Exercise requirements.
From the entries that follow, list every line in which the string "assuming" appears.

Dataset records:
==*==

PR #841, opened 2026-04-24
feat(pdf-reader): PDF reader for vertical/infinite scroll layouts and improved responsiveness

### LINKED ISSUE #838: Update to 3.0 is missing horizontall scroll in pdf view (viewer mode).
### Discussed in https://github.com/orgs/grimmory-tools/discussions/786

<sup>Originally posted by **saiwal** April 23, 2026</sup>

Earlier version had a convenient horizontal scroll when viewing a pdf file which is missing in 3.0. Changing to 'doc mode' does give the option to scroll horizontally but the editing mode interferes when reading document (links are by default not navigable, instead ask for options/edits).

Would request to add a scroll layout option in book view similar to doc mode.

makes viewing document on wide screens convenient.

### Anything else?

_No response_

### Want to help out?

Just sharing the idea for now

### Before submitting

balazs-szucs:
## Description

**Linked Issue:** Fixes #838

## Changes

This pull request introduces a new scroll layout (vertical/horizontal) option for the PDF reader, enhances accessibility by adding ARIA attributes to toolbar buttons, and expands the toolbar overflow menu with additional controls. There are also corresponding updates to the backend and frontend models to support the new scroll layout setting.

**PDF Reader Functionality and UI:**

* Added a scroll layout toggle button to the PDF reader toolbar, allowing users to switch between vertical and horizontal scrolling modes. The button updates its icon and label based on the current mode. The scroll layout state is also visually reflected in the viewer container.
* Expanded the toolbar overflow menu with new controls, including toggles for sidebar, annotation tools, scroll layout, bookmarks, spread mode, zoom presets, theme, fullscreen, and close actions, each with appropriate icons and labels. 

**Model Updates:**

* Updated the frontend `PdfViewerSetting` interface to include an optional `scrollLayout` property, supporting both 'vertical' and 'horizontal' values.
* Updated the backend `EbookReaderSetting.PdfReaderSetting` class to include a `scrollLayout` property, ensuring the user's preference is saved and loaded.

## Summary by CodeRabbit

* **New Features**
  * PDF scroll layout preference (vertical/horizontal) with toolbar toggle, settings UI, persisted viewer behavior, and embed/frame messaging.

* **Improvements**
  * Accessibility: added aria labels and pressed states for reader controls.
  * UI/UX: unified toolbar buttons, new reader icons, touch/tap styling, refined scroll/overflow behavior, DPR/tiling/rendering tweaks for small viewports.
  * Sync: more reliable initial page restore and pan/iframe messaging.

* **Bug Fixes**
  * Close-reader flow serialized and disables controls during close.

* **Tests**
  * Added unit tests validating annotation serialization/parsing and opacity handling.


frontend/src/assets/embedpdf-frame.html
```diff
@@ -164,23 +175,19 @@
...
-      [class*="border-t"][class*="bg-bg-surface"][class*="px-4"][class*="py-1"] {
+      [class*="border-t"][class*="bg-bg-surface"][class*="px-4"][class*="py-1"],
+      [class*="border-t"][class*="bg-bg-surface"][class*="px-4"][class*="py-2"],
+      [role="contentinfo"],
+      [data-epdf-i*="footer"],
+      [data-epdf-i*="status"],
+      [class*="fixed"][class*="bottom-0"][class*="inset-x-0"],
+      [class*="sticky"][class*="bottom-0"],
+      [class*="bottom-0"][class*="border-t"],
+      [class*="bottom-0"][class*="bg-bg-surface"] {
```
imnotjames: Why matching classes like this?

backend/src/main/java/org/booklore/model/dto/BookLoreUser.java
```diff
@@ -190,6 +190,7 @@ public static class EbookReaderSetting {
         public static class PdfReaderSetting {
             private String pageSpread;
             private String pageZoom;
+            private String scrollLayout;
```
imnotjames, line 193: Is this basically a no-op?  It accepts the field but we do nothing with it.

frontend/src/app/features/readers/pdf-reader/services/embedpdf-book.service.ts
```diff
@@ -222,6 +226,18 @@ export class EmbedPdfBookService {
     this.applyLocale(localeCode || 'en');
   }
 
+  setScrollLayout(layout: PdfScrollLayout): void {
+    const page = this.currentPage;
+    this.scrollLayout = layout;
+    this.applyScrollLayout(layout);
+    // Use a short delay to allow the layout engine to recalculate before restoring position
+    setTimeout(() => this.scrollToPage(page, 'instant'), 80);
```
imnotjames: There's no events or anything for this?

We have to hard code a wait?

frontend/src/app/features/readers/pdf-reader/services/embedpdf-book.service.ts
```diff
@@ -416,6 +432,49 @@ export class EmbedPdfBookService {
     this.i18n.setLocale('en');
   }
 
+  private applyScrollLayout(layout: PdfScrollLayout): void {
+    if (!this.scroll) return;
+    // eslint-disable-next-line @typescript-eslint/no-explicit-any
+    const scrollLayoutCap = this.scroll as any;
```
imnotjames: Why do we need to cast as any here

imnotjames (commented):
This seems like a `feat` not a `refactor` - what do you think?

balazs-szucs:
> This seems like a feat not a refactor - what do you think?

i am not attached to either. I can change to whatever you'd like.

frontend/src/app/features/readers/pdf-reader/services/embedpdf-book.service.ts
balazs-szucs: because of the underlying library does not specificy it either.  I am assuming this is some problem due to WASM or something

frontend/src/app/features/readers/pdf-reader/services/embedpdf-book.service.ts
balazs-szucs: hi, my bad. It was needed because some of the UI elements need some time after rendering to realise, i can make this "more elengant" i think. Apologies.

frontend/src/app/features/readers/pdf-reader/services/embedpdf-book.service.ts
balazs-szucs: fixed

frontend/src/app/features/readers/pdf-reader/services/embedpdf-book.service.ts
balazs-szucs: fixed

frontend/src/assets/embedpdf-frame.html
balazs-szucs: fixed

backend/src/main/java/org/booklore/model/dto/BookLoreUser.java
balazs-szucs: we will need it, when we add the stuff to the settings menu

frontend/src/app/features/readers/pdf-reader/pdf-reader.component.ts
```diff
@@ -806,6 +859,17 @@ export class PdfReaderComponent implements OnInit, OnDestroy {
...
   }
 
+  cycleScrollLayout(): void {
+    const nextLayout: PdfScrollLayout = this.scrollLayout() === 'vertical' ? 'horizontal' : 'vertical';
+    this.scrollLayout.set(nextLayout);
+    if (this.viewerMode() === 'book') {
+      this.embedPdfBook.setScrollLayout(nextLayout);
+    } else if (this.embedPdfIframe?.contentWindow) {
+      this.embedPdfIframe.contentWindow.postMessage({ type: 'setScrollLayout', layout: nextLayout }, location.origin);
+    }
```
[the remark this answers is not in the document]
balazs-szucs: this may lead to other issues. We are assuming the two usage are so seperate that we do not wanna translate on to the other.

frontend/src/assets/embedpdf-frame.html
```diff
@@ -448,6 +468,46 @@
...
+    if (msg.type === 'setPanMode') {
+      const panPlugin = registry?.getPlugin('pan')?.provides();
+      if (panPlugin) {
+        if (msg.enable) {
+          panPlugin.enablePan();
+        } else {
+          panPlugin.disablePan();
+        }
+      }
+    }
```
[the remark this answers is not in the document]
balazs-szucs: done

backend/src/main/java/org/booklore/model/dto/BookLoreUser.java
imnotjames: Ah, it's stored as a JSON blob in the database so it's okay to add a field and do nothing with it -- since it will be stored in the database because it's on this model.  That makes more sense.

frontend/src/app/features/readers/ebook-reader/shared/icon.component.ts
```diff
@@ -203,6 +218,78 @@ const ICONS: Record<ReaderIconName, IconPath[]> = {
   'link': [
     {d: 'M10 13a5 5 0 0 0 7.54.54l3-3a5 5 0 0 0-7.07-7.07l-1.72 1.71'},
     {d: 'M14 11a5 5 0 0 0-7.54-.54l-3 3a5 5 0 0 0 7.07 7.07l1.71-1.71'}
+  ],
+  'sidebar': [
+    {d: 'M3 3h18v18H3z'},
+    {d: 'M9 3v18'}
+  ],
```
imnotjames, line 225: This is not saying we need to do anything to this PR.  This is a note for the future that would make a PR like this easier to review:

This would be a great refactor for its own unit of work.  It would reduce the size and complexity of this PR, and as far as I can tell is unrelated to the singular goal of this PR.

frontend/src/app/features/readers/pdf-reader/services/embedpdf-book.service.ts
```diff
@@ -416,6 +484,47 @@ export class EmbedPdfBookService {
     this.i18n.setLocale('en');
   }
 
+  private applyScrollLayout(layout: PdfScrollLayout): void {
+    if (!this.scroll) return;
+    const scrollLayoutCap = this.scroll as ScrollCapability & ScrollLayoutCapability;
```
imnotjames: Couldn't all this function checking be done via a type guard?

frontend/src/app/features/readers/pdf-reader/services/embedpdf-book.service.ts
```diff
@@ -608,23 +716,20 @@ export class EmbedPdfBookService {
...
-    // eslint-disable-next-line @typescript-eslint/no-explicit-any
-    const w = window as any;
+    const w = this.getMutableWindow();
     if (w.__grimmoryOrigDprDescriptor) {
       Object.defineProperty(window, 'devicePixelRatio', w.__grimmoryOrigDprDescriptor);
       delete w.__grimmoryOrigDprDescriptor;
     } else if (Object.getOwnPropertyDescriptor(window, 'devicePixelRatio')?.configurable) {
-      // eslint-disable-next-line @typescript-eslint/no-explicit-any
-      delete (window as any)['devicePixelRatio'];
+      Reflect.deleteProperty(window as Window & typeof globalThis, 'devicePixelRatio');
```
imnotjames: This needs the cast?  We use this in other places without the cast.

frontend/src/app/features/readers/pdf-reader/utils/annotation-converter.spec.ts
```diff
@@ -0,0 +1,81 @@
...
+  return {
+    annotation: {
+      type: 9,
+      pageIndex: 0,
+      id: 'annotation-1',
+      rect: {origin: {x: 1, y: 2}, size: {width: 10, height: 12}},
+      segmentRects: [{origin: {x: 1, y: 2}, size: {width: 10, height: 12}}],
+      color: '#FFFF00',
+      opacity,
+    } as never,
```
imnotjames, line 16: As never is a peculiar cast.  Is this trying to get around typing restrictions?  This is a test file, so it's fine either way, I'm just curious.

frontend/src/app/features/readers/pdf-reader/utils/annotation-converter.ts
```diff
@@ -23,7 +48,15 @@ export function parseStoredAnnotations(jsonString: string | null | undefined): A
 
     // New format: { format: 'embedpdf', version: 1, annotations: [...] }
     if (parsed && parsed.format === 'embedpdf' && Array.isArray(parsed.annotations)) {
-      return parsed.annotations.map(restoreArrayBuffers);
+      const storedItems = parsed.annotations as SerializableAnnotationTransferItem[];
```
imnotjames, line 51: Why do we need to update the annotation converter to implement the vertical/infinite scroll feature?

frontend/src/assets/embedpdf-frame.html
```diff
@@ -448,6 +471,46 @@
...
+        let handled = false;
+        const restorePage = () => {
+          if (handled) return;
+          handled = true;
+          scrollPlugin.scrollToPage({ pageNumber: page, behavior: 'instant' });
+        };
+
+        if (typeof scrollPlugin.onLayoutReady === 'function') {
+          const unsub = scrollPlugin.onLayoutReady(() => {
+            if (typeof unsub === 'function') unsub();
```
imnotjames: Is this duplicative of above?

frontend/src/app/features/settings/reader-preferences/pdf-reader-preferences/pdf-reader-preferences-component.ts
```diff
@@ -50,4 +55,13 @@ export class PdfReaderPreferencesComponent {
     this.userSettings.pdfReaderSetting.pageZoom = value;
     this.readerPreferencesService.updatePreference(['pdfReaderSetting', 'pageZoom'], value);
   }
+
+  get selectedScrollLayout(): 'vertical' | 'horizontal' {
+    return this.userSettings.pdfReaderSetting.scrollLayout || 'vertical';
```
imnotjames: Should this use `??`

```suggestion
    return this.userSettings.pdfReaderSetting.scrollLayout ?? 'vertical';
```

frontend/src/app/features/readers/pdf-reader/services/embedpdf-book.service.ts
```diff
@@ -19,12 +19,45 @@ import type {
...
 }
 
+export type PdfScrollLayout = 'vertical' | 'horizontal';
+
+type ScrollLayoutMethod = (layout: PdfScrollLayout) => void;
+type ReadScrollLayoutMethod = () => string;
+
+interface ScrollLayoutCapability {
+  onLayoutReady?: (cb: () => void) => () => void;
+  setScrollStrategy?: ScrollLayoutMethod;
```
imnotjames: These first two are duplicative and you can omit them with...


```suggestion
interface ScrollLayoutCapability extends ScrollCapability{
```

right?

frontend/src/app/features/readers/pdf-reader/services/embedpdf-book.service.ts
```diff
@@ -19,12 +19,45 @@ import type {
...
+  setScrollMode?: ScrollLayoutMethod;
+  setLayoutMode?: ScrollLayoutMethod;
+  getScrollStrategy?: ReadScrollLayoutMethod;
+  getScrollMode?: ReadScrollLayoutMethod;
+  getLayoutMode?: ReadScrollLayoutMethod;
```
imnotjames, line 41: I don't see these functions ever defined on the scroll capabilities object that is returned.  Neither in browser, nor over in the [embedpdf scroll plugin code](https://github.com/embedpdf/embed-pdf-viewer/tree/main/packages/plugin-scroll/src).

Where are these being defined?

frontend/src/app/features/readers/pdf-reader/services/embedpdf-book.service.ts
```diff
@@ -222,6 +260,35 @@ export class EmbedPdfBookService {
...
+    // We skip the current replayed value and wait for the next emission.
+    this.layoutReady$.pipe(skip(1), take(1)).subscribe(() => {
+      clearTimeout(timeoutId);
+      restorePage();
+    });
+  }
+
+  getScrollLayout(): PdfScrollLayout {
+    return this.readScrollLayoutFromPlugin() ?? this.scrollLayout;
+  }
```
imnotjames: As far as I can tell, this function is never used.  Can it be removed?

frontend/src/app/features/readers/pdf-reader/services/embedpdf-book.service.ts
```diff
@@ -416,6 +484,47 @@ export class EmbedPdfBookService {
...
+      const mode = scrollLayoutCap.getScrollMode();
+      return mode === 'horizontal' ? 'horizontal' : 'vertical';
+    }
+
+    if (typeof scrollLayoutCap.getLayoutMode === 'function') {
+      const mode = scrollLayoutCap.getLayoutMode();
+      return mode === 'horizontal' ? 'horizontal' : 'vertical';
+    }
+
+    return null;
```
imnotjames: It looks like this method is never called.  Can it be removed in that case?

frontend/src/app/features/readers/pdf-reader/utils/annotation-converter.ts
balazs-szucs: Because of "any" usage that you flagged earlier.

frontend/src/app/features/readers/pdf-reader/utils/annotation-converter.spec.ts
balazs-szucs: yes.

frontend/src/app/features/readers/pdf-reader/services/embedpdf-book.service.ts
balazs-szucs: `ScrollCapability` (imported from `@embedpdf/snippet`) does not officially expose a method for setting scroll direction (vertical/horizontal) at runtime on the `ScrollCapability` type. Hence, the custom definitions

frontend/src/app/features/readers/ebook-reader/shared/icon.component.ts
balazs-szucs: but then sonarcloud complains. I also did not do it for fun. I am also not well versed in sonarcloud enough to make the failing CI go away when complains about code duplication

frontend/src/app/features/readers/pdf-reader/services/embedpdf-book.service.ts
balazs-szucs: yes

frontend/src/app/features/readers/pdf-reader/services/embedpdf-book.service.ts
balazs-szucs: works yes

frontend/src/app/features/settings/reader-preferences/pdf-reader-preferences/pdf-reader-preferences-component.ts
balazs-szucs: yeah then i guess will handle undefined etc... more explicitly.

frontend/src/app/features/readers/pdf-reader/services/embedpdf-book.service.ts
imnotjames: Right - but even during runtime I never see these functions.  As far as I can tell they never exist and are only defined in this interface.  Where are they coming from?  Are they being defined somewhere in this PR?

balazs-szucs: they are for the vertical vs horizontal scroll switch if i remember correctly.

balazs-szucs: ... is this a blocker?

frontend/src/app/features/readers/pdf-reader/services/embedpdf-book.service.ts
```diff
@@ -19,12 +19,45 @@ import type {
...
+
+interface DocumentOpenedEvent {
+  id: string;
+  pageCount?: number;
+}
+
+interface DocumentManagerCapability {
+  onDocumentOpened?: (cb: (ev: DocumentOpenedEvent) => void) => () => void;
+}
+
```
imnotjames, line 55: This seems to be a type provided by `@embedpdf/snippet` - are we able to use that one?

frontend/src/app/features/readers/pdf-reader/services/embedpdf-book.service.ts
```diff
@@ -19,12 +19,45 @@ import type {
...
+  setLayoutMode?: ScrollLayoutMethod;
+  getScrollStrategy?: ReadScrollLayoutMethod;
+  getScrollMode?: ReadScrollLayoutMethod;
+  getLayoutMode?: ReadScrollLayoutMethod;
+}
+
+interface DocumentOpenedEvent {
+  id: string;
+  pageCount?: number;
+}
```
imnotjames, line 50: This type doesn't seem to match with the object during runtime.  `DocumentState` is the one defined by embedpdf which is closer to..

```typescript
interface DocumentOpenedEvent {
  id: string;
  document: {
    pageCount: number;
  } | null
}
```

If this is part of trying to avoid `any` maybe not worth the effort to try to fix it in this PR, and I was mistaken in my comment for the `any` removal.

You're - of course - always welcome to push back.  Especially in something like this, "This matches the previous code's behavior; maybe we can open an issue to fix it later" is always a possible option.

frontend/src/app/features/readers/pdf-reader/services/embedpdf-book.service.ts
imnotjames: Ah, wait - this was part of trying to avoid the `any`, right?

If that's leading to a lot of refactors because of previous issues in the code I think we can omit that.

While it's best practice to avoid `any`, it's also best practice to reduce code churn if we can. :shrug:

Your call either way to go with it.

frontend/src/app/features/readers/pdf-reader/services/embedpdf-book.service.ts
imnotjames: If this was done because of my previous comment with regards to the `any` type, we can probably omit the changes from `any` type and come back to try to correct the incorrect types in the future?

Something feels off but maybe it's a thing to fix another day.

imnotjames: > ... is this a blocker?

It's not a blocker, I am just trying to better understand what the intent of the code is.

If we have a bunch of functions we call that don't do anything because they're never defined it's an area I'd expect anyone reviewing to question.

imnotjames (approved):

balazs-szucs:
> If this was done because of my previous comment with regards to the any type, we can probably omit the changes from any type and come back to try to correct the incorrect types in the future?
> 
> Something feels off but maybe it's a thing to fix another day.
>      
> 
> It's not a blocker, I am just trying to better understand what the intent of the code is.
> 
> If we have a bunch of functions we call that don't do anything because they're never defined it's an area I'd expect anyone reviewing to question.

we can omit probably I think one of them, but plugins are loaded at runtime with no gurantees. Hence why `any` was used. Everything is dynamically loaded when it comes embedpdf plugins.

frontend/src/app/features/readers/pdf-reader/services/embedpdf-book.service.ts
balazs-szucs: i can do this yes.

==*==

Exercise output.
balazs-szucs: because of the underlying library does not specificy it either.  I am assuming this is some problem due to WASM or something
balazs-szucs: this may lead to other issues. We are assuming the two usage are so seperate that we do not wanna translate on to the other.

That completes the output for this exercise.